Macketta Johns. Remember that name.
Johns aspires to be the Oprah Winfrey of her generation and talk to all kinds of people about all kinds of things, especially anything to do with arts and entertainment.
She does exactly that on HPU Radio every Monday. For two hours, she and her friend Monasia Baker dish on anything to do with pop culture on their two-hour show “Do Tell.”
But there’s more to Johns than the gift of gab behind a microphone.
She’s a Presidential Scholar, a member of HPU’s Honor Scholar Program and a junior broadcasting major. She’s made the dean’s list every semester — except when she was 16 time zones away studying abroad last year in Australia.
She’s also the president of the Campus Activities Team, the HPU organization that infuses the fun and the insightful into campus life. Johns has been involved since she was a freshman.
Johns has been selected as HPU’s Extraordinary Leader for March.
There was a time she didn’t feel extraordinary at all. She felt alone.
‘I’m Not Just Another Face’

When Johns arrived at HPU, she was homesick.
She really had never lived in another place other than Frederick, Maryland, her hometown. She was an only child, raised by a single mother. Her mom, Miatta Johns, an underwriter, raised her daughter to be strong-willed and faith-driven.
Johns was. She didn’t know anyone at HPU when she arrived. She came anyway. She loved what she saw inside the Nido R. Qubein School of Communication. When she spotted the TV studio, she saw her future. Her dream became real.
And yet, she missed home terribly. In stepped Scott Wojciechowski, HPU’s director of first-year education. He helped. But so did so many other people. Johns realized the best way to deal with her homesickness was to get involved.

She joined the Campus Activities Team and its Executive Council the second semester of her freshman year. She later became the organization’s vice president of membership, then the vice president and now the president.
She now works with other freshmen missing home and tells them her story. Always, she mentions what HPU did for her.
“I’m not just another face, another number,” she says. “They actually care.”
And it starts, she says, with HPU President Nido Qubein.
“The fact that he walks around campus and greets students like family means so much to me,” she wrote in her Extraordinary Leader essay. “Going away far from home can be hard, but when you genuinely feel like your university is your home away from home, it is the best feeling.”
When Johns studied abroad for five months last year at Charles Sturt University in Bathurst, Australia, she received Facebook messages from her HPU professors and staff members.
They wrote they missed her, and to a once homesick freshman, those messages meant much.
But so did Australia.
Lessons From The Other Side of the World
By January of her freshman year, Johns felt emboldened.
She felt comfortable at HPU, and she felt comfortable walking into the Study Abroad office and saying, “I want to go to Australia.”
She first fell in love with the country by watching “Dance Academy,” a teen-oriented TV drama based in Australia.
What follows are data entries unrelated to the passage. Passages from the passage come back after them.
PR #986, opened 2021-02-04
dsshow: fix error with dictionary color_key when creating a legend

nvictus:
`get_legend_elements` was assuming that `color_key` is always a list and would fail if `color_key` were a dict. This PR fixes that.


jbednar:
Thanks!

Issue #990, opened 2021-03-02
error with `Canvas().raster` on xarray 0.17


darribas:
#### ALL software version info

The full list is available [here](https://github.com/darribas/gds_env/raw/master/gds_py/stack_py.txt), the gist is:

- Python 3.8
- `xarray` 0.17.0
- `datashader` 0.12.0

#### Description of expected behavior and the observed behavior

I expect `Canvas().raster` to return a `DataArray` object, instead it returns an error.

#### Complete, minimal, self-contained example code that reproduces the issue

Adapted from [your documentation](https://datashader.org/user_guide/Grids.html)

```python
from datashader import transfer_functions as tf, reductions as rd
import numpy as np, datashader as ds, xarray as xr

def f(x,y):
    return np.cos((x**2+y**2)**2)

def sample(fn, n=50, range_=(0.0,2.4)):
    xs = ys = np.linspace(range_[0], range_[1], n)
    x,y = np.meshgrid(xs, ys)
    z   = fn(x,y)
    return xr.DataArray(z, coords=[('y',ys), ('x',xs)])

da = sample(f)
ds.Canvas().raster(da, interpolate='linear')
```

#### Stack traceback and/or browser JavaScript console output

```python
---------------------------------------------------------------------------
AttributeError                            Traceback (most recent call last)
<ipython-input-3-7e8b8b432665> in <module>
     12 
     13 da = sample(f)
---> 14 ds.Canvas().raster(da, interpolate='linear')

/opt/conda/lib/python3.8/site-packages/datashader/core.py in raster(self, source, layer, upsample_method, downsample_method, nan_value, agg, interpolate, chunksize, max_mem)
   1131         dims = [ydim, xdim]
   1132         attrs = dict(res=res[0])
-> 1133         if source._file_obj is not None and hasattr(source._file_obj, 'nodata'):
   1134             attrs['nodata'] = source._file_obj.nodata
   1135 

/opt/conda/lib/python3.8/site-packages/xarray/core/common.py in __getattr__(self, name)
    237                 with suppress(KeyError):
    238                     return source[name]
--> 239         raise AttributeError(
    240             "{!r} object has no attribute {!r}".format(type(self).__name__, name)
    241         )

AttributeError: 'DataArray' object has no attribute '_file_obj'
```

I *think* this is related to [`#4809`](https://github.com/pydata/xarray/pull/4809).

jbednar:
[...]

PR #991, opened 2021-03-05
Fix nodata handling for xarray raster files

jbednar:
Fix for https://github.com/holoviz/datashader/issues/990 and https://github.com/holoviz/hvplot/issues/563. 

Previously, Datashader Canvas.raster was accessing the underlying `_file_obj` attribute of a provided Xarray DataArray raster to find a 'nodata' (to be treated as NaN) value. `_file_obj` was clearly marked private, so accessing it directly was presumably always a bad idea.  This usage broke with xarray 0.17 when the `_file_obj` attribute was hidden inside a closure.  Instead, what other libraries (e.g. [rioxarray](https://corteva.github.io/rioxarray/stable/getting_started/nodata_management.html)) seem to do is look for various "nodata" attributes on the xarray object, presumably each corresponding to some convention or the output of some file reader or file writer. 

With this PR, Datashader now checks the DataArray attrs for ['_FillValue', 'missing_value', 'fill_value', 'nodata', 'NODATA'] (in that order), taking a single scalar value from the first one it finds. If it fails to find any of them, it then looks for 'nodatavals', and if that's a list and has at least one element it takes the first in the list. Otherwise, there is no "nodata" value available.

These attr names were suggested by various people at the linked issues and in the rioxarray docs, and I do not have access to any files actually defining or respecting such conventions. So I haven't tested that these actually work "in the wild", but at least if I hack in those attribute values into an already-constructed DataArray it seems to work:

```python
from datashader import transfer_functions as tf, reductions as rd
import numpy as np, datashader as ds, xarray as xr

def f(x,y):
    return np.cos((x**2+y**2)**2)

def sample(fn, n=50, range_=(0.0,2.4)):
    xs = ys = np.linspace(range_[0], range_[1], n)
    x,y = np.meshgrid(xs, ys)
    z   = fn(x,y)
    return xr.DataArray(z, coords=[('y',ys), ('x',xs)])

da = sample(f)
da.attrs['missing_value'] = 1
out = ds.Canvas().raster(da, interpolate='linear')
out.attrs

{'res': 0.04897959183673469, 'nodata': 1}
```

### DIFF
--- a/datashader/core.py
+++ b/datashader/core.py
@@ -1130,8 +1130,19 @@ x- and y-coordinate arrays must have 1 or 2 dimensions.
         coords = {xdim: xs, ydim: ys}
         dims = [ydim, xdim]
         attrs = dict(res=res[0])
-        if source._file_obj is not None and hasattr(source._file_obj, 'nodata'):
-            attrs['nodata'] = source._file_obj.nodata
+
+        # Find nodata value if available in any of the common conventional locations
+        # See https://corteva.github.io/rioxarray/stable/getting_started/nodata_management.html
+        # and https://github.com/holoviz/datashader/issues/990
+        for a in ['_FillValue', 'missing_value', 'fill_value', 'nodata', 'NODATA']:
+            if a in source.attrs:
+                attrs['nodata'] = source.attrs[a]
+                break
+        if 'nodata' not in attrs:
+            try:
+                attrs['nodata'] = source.attrs['nodatavals'][0]
+            except:
+                pass
 
         # Handle DataArray with layers
         if data.ndim == 3:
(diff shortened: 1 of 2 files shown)


jbednar:
Merging now that tests pass due to @philippjfr's fix in #993. Should be able to make a new release now; will see if I can fix the broken docs today and release later today either way to help people avoid problems for now.

michaelaye:
it's missing `nodatavals` it seems?

philippjfr:
@michaelaye It's right here: https://github.com/holoviz/datashader/pull/991/files#diff-98ed557bc2b35ad5f79c51aa106a68ea68ce2aa129aa46e6d2f4da997c7f5908R1143

jbednar:
Right; `nodatavals` is the only one that's defined as a sequence that I know of, but if any of the others might be a sequence, then we'd need to handle that.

Plus, Johns had also taken dance for seven years.

Johns’ wish to go to Australia came true last year.
From July to November, she studied at Charles Sturt University and took courses in event management, ethics, history and journalism.
She lived with 40 other students. They were all Australian – except her. They did much together. But Johns did much by herself. That included five different waterfalls in an Australian rain forest in one day.
“I never enjoyed being alone – I am an only child – but I enjoyed being by myself because it was a good time for self-reflection, and I felt this hunger, this drive to go after my career like no other time in my life.
“Sometimes, I’ve doubted myself and asked, “How am I going to be an entertainment broadcaster? How can I be my generation’s Oprah?’ But after traveling to the other side of the world, I felt like I could do anything.”
HPU: A Student’s Second Family

Summer Chandler, HPU’s director of student activities, knows Johns well.
She’s worked with Johns since she was a freshman. So, Chandler knows Johns will drop by her office at any moment to sit and talk – or even lie on the floor using a beanbag for a pillow and a sofa as a footstool.
Then, the two will discuss about what to bring to campus next.
Like a spoken-word poet from Atlanta.
Johns saw Ashlee Haze at the National Association of Campus Activities conference in October 2016, and Johns knew Haze could attract a crowd on campus. Chandler wasn’t so sure.
But Johns believed in it so much she promoted the event on every social media outlet she could. In February 2017, when Haze performed at HPU’s Extraordinaire Cinema, 60 people came.
“If there is one word I have for Macketta, it is passionate,” Chandler says. “If there is something she really wants to do, she’ll make it happen. She’ll make her own path.”
Her mom and her maternal grandmother, Mabel Mawolo, taught Johns to be strong. But she says HPU taught her to believe.

And she does. This summer, Johns will move to Los Angeles for a three-month internship with AfterBuzz TV, an online broadcast network with more than 20 million weekly downloads of its various podcasts.
HPU helped make that happen.
“High Point University is like the family you want to come back to,” she says. “I was so excited to study abroad. But I was so excited to come back here. High Point University helped me grow into that confident person. I feel I can’t be beat.”